В отличие от всех предыдущих и последующих конференций, на которых мне пришлось присутствовать, на этой мне, как докладчику, и лечащему врачу анализируемого больного, не было дано последнего слова. В итоге ситуация выглядела так, словно больной поступил в больницу с диагнозом: "эпилепсия", а я, являясь своего рода "недоброжелателем" и совершенно неграмотным доктором, вдруг решил "приклеить" ему еще один диагноз "шизофрения". Хотя моя идея заключалась в том, чтобы наряду с лечением шизофрении больному проводилось лечение и эпилепсии.

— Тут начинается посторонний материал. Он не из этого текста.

PR #2632, opened 2021-04-15
Refactor test

alexander-akait:
**What kind of change does this PR introduce?**

refactor/tests

**Did you add tests for your changes?**

it is tests

**If relevant, did you update the documentation?**

No need

**Summary**

Part of https://github.com/webpack/webpack-cli/pull/2573 to avoid big changes

**Does this PR introduce a breaking change?**

No

**Other information**

In future we should migrate on stdout and stderr snapshot  tests everywhere, so feel free to send PRs with improve it, better do it by command, for `build` command by group of options, `serve` no need touch right now WIP on this

PR #2643, opened 2021-04-18
fix: improve parsing of `--env` flag

### LINKED ISSUE #2642: --env foo="" is true instead of being "".
**Describe the bug**

--env foo="" is true instead of being "".

**To Reproduce**

1. Call webpack with the option `--env foo=""`
2. In webpack.config.js foo is equal to true instead of "".

**Expected behavior**

Foo should be equal to "" instead of true.

snitin315:
bugfix

Yes

will add an example in webpack.js.org after merge.

**Summary**

Fixes #2642 

Maybe

**Other information**
No

### DIFF
--- a/packages/webpack-cli/lib/webpack-cli.js
+++ b/packages/webpack-cli/lib/webpack-cli.js
@@ -374,10 +374,12 @@ class WebpackCLI {
                 name: 'env',
                 type: (value, previous = {}) => {
                     // for https://github.com/webpack/webpack-cli/issues/2642
-                    const regExpForSplitting = (value.match(/=/g) || []).length === 1 ? /=/ : /=(.+)/;
+                    if (value.endsWith('=')) {
+                        value.concat(`''`);
+                    }
 
                     // This ensures we're only splitting by the first `=`
-                    const [allKeys, val] = value.split(regExpForSplitting, 2);
+                    const [allKeys, val] = value.split(/=(.+)/, 2);
                     const splitKeys = allKeys.split(/\.(?!$)/);
 
                     let prevRef = previous;
--- a/packages/webpack-cli/lib/webpack-cli.js
+++ b/packages/webpack-cli/lib/webpack-cli.js
@@ -373,8 +373,11 @@ class WebpackCLI {
             {
                 name: 'env',
                 type: (value, previous = {}) => {
+                    // for https://github.com/webpack/webpack-cli/issues/2642
+                    const regExpForSplitting = (value.match(/=/g) || []).length === 1 ? /=/ : /=(.+)/;
+
                     // This ensures we're only splitting by the first `=`
-                    const [allKeys, val] = value.split(/=(.+)/, 2);
+                    const [allKeys, val] = value.split(regExpForSplitting, 2);
                     const splitKeys = allKeys.split(/\.(?!$)/);
 
                     let prevRef = previous;
@@ -389,7 +392,11 @@ class WebpackCLI {
                         }
 
                         if (index === splitKeys.length - 1) {
-                            prevRef[someKey] = val || true;
+                            if (typeof val === 'string') {
+                                prevRef[someKey] = val;
+                            } else {
+                                prevRef[someKey] = true;
+                            }
                         }
 
                         prevRef = prevRef[someKey];
--- a/packages/webpack-cli/lib/webpack-cli.js
+++ b/packages/webpack-cli/lib/webpack-cli.js
@@ -375,7 +375,7 @@ class WebpackCLI {
                 type: (value, previous = {}) => {
                     // for https://github.com/webpack/webpack-cli/issues/2642
                     if (value.endsWith('=')) {
-                        value.concat(`''`);
+                        value.concat('""');
                     }
 
                     // This ensures we're only splitting by the first `=`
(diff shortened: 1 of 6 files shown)


packages/webpack-cli/lib/webpack-cli.js
```diff
@@ -373,8 +373,11 @@ class WebpackCLI {
             {
                 name: 'env',
                 type: (value, previous = {}) => {
+                    // for https://github.com/webpack/webpack-cli/issues/2642
+                    const regExpForSplitting = (value.match(/=/g) || []).length === 1 ? /=/ : /=(.+)/;
```
anshumanv, line 377: why?

snitin315: When passing `--env foo=""` via terminal the value is actually `foo=` and not `foo=""` hence setting `env.foo=` = `true`,

I don't think it is problem with our CLI, the terminal just ignores `""`.

To get the desired behavior we need to pass `--env foo=\"\"` with this the value is `foo=""` and hence the desired behavior.

snitin315: I am not sure if we should accept this change it is more of a workaround for the situation. Maybe we can mention this somewhere in docs and leave it as is.

packages/webpack-cli/lib/webpack-cli.js
```diff
@@ -389,7 +392,11 @@ class WebpackCLI {
                         }
 
                         if (index === splitKeys.length - 1) {
-                            prevRef[someKey] = val || true;
```
anshumanv, line 392: @snitin315 bug is here, I don't think you need diff regex, can you verify? 

what's the result with original regex and this removed?

snitin315: Screenshot 2021-04-18 at 3 28 48 PM

anshumanv: hmm yes it won't help, lemme thing of something else

rishabh3112 (approved):
lgtm

packages/webpack-cli/lib/webpack-cli.js
anshumanv: There is logical error, for any value containing = this will match, better to look for last char in the string and if it's `=` then set value as `""`

anshumanv (changes requested):

packages/webpack-cli/lib/webpack-cli.js
snitin315: Can you give example?

rishabh3112:
> There is logical error, for any value containing = this will match, better to look for last char in the string and if it's = then set value as ""

Yup, good catch. One more thing we can do is to introduce some special character for empty string like we do in parser grammars. ``` ` ``` could be tried for this.

packages/webpack-cli/lib/webpack-cli.js
anshumanv: yep, look how it uses first regex in all cases

image

snitin315: For any value containing only one `=` it will match and the corresponding regexp will parse it correctly. I believe test cases are already in place. Am I missing something here?

anshumanv: maybe we are good with this, I'm not sure why the other was used, but there was some suggestion on the PR, try with this regex in all cases, we might be good with this (`/=/`)

anshumanv: i.e remove the regexExpForSplitting logic

snitin315: I will improve and add more tests 👍

anshumanv: 💯 💯 💯

snitin315: Other is for the case of multiple `=`. 

`--env foo=bar=app` => `foo: 'bar=app'`

anshumanv: hmm yes, what about cases when `foo=bar=""` quite absurd but possibility

snitin315: Updated 👍🏻

packages/webpack-cli/lib/webpack-cli.js
```diff
@@ -373,6 +373,11 @@ class WebpackCLI {
             {
                 name: 'env',
                 type: (value, previous = {}) => {
+                    // for https://github.com/webpack/webpack-cli/issues/2642
+                    if (value.endsWith('=')) {
+                        value.concat('""');
```
alexander-akait, line 378: Something weird with coverage here

alexander-akait:
Added more tests + fix edge cases with `--verison=` (empty string)

alexander-akait (approved):

alexander-akait:
After CI will be green I want to merge it, because we need finish https://github.com/webpack/webpack-cli/pull/2632 and when finish testing on webpack-dev-server@4, after this we need do release (and webpack-dev-server release too)

anshumanv (approved):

Спустя несколько месяцев после этой конференции заместитель главного врача сделал доклад, в котором, опираясь на обзор иностранной литературы, он сказал, что существует вполне реальная и объективная статистика одновременного сочетания у одного больного и шизофрении и эпилепсии. Так, по его словам, среди шести тысяч эпилептиков имеется один, который болеет еще и шизофренией. А среди восьми тысяч больных шизофренией имеется один, который болеет еще и эпилепсией.
Вот и получилось, что моя интуиция, на тот момент еще лишь только чисто человеческая, а не профессиональная, оказалась более точной, нежели мнение семидесяти врачей, часть из которых проработала  на тот момент больше, чем я прожил на свете. С формальной точки зрения справедливость восторжествовала. Но передо мною никто и ни за что не извинился. Это был первый "взнос" в мою копилку мудрости, что профессиональная и человеческая солидарность - это дело относительное и временами для многих весьма абстрактное понятие.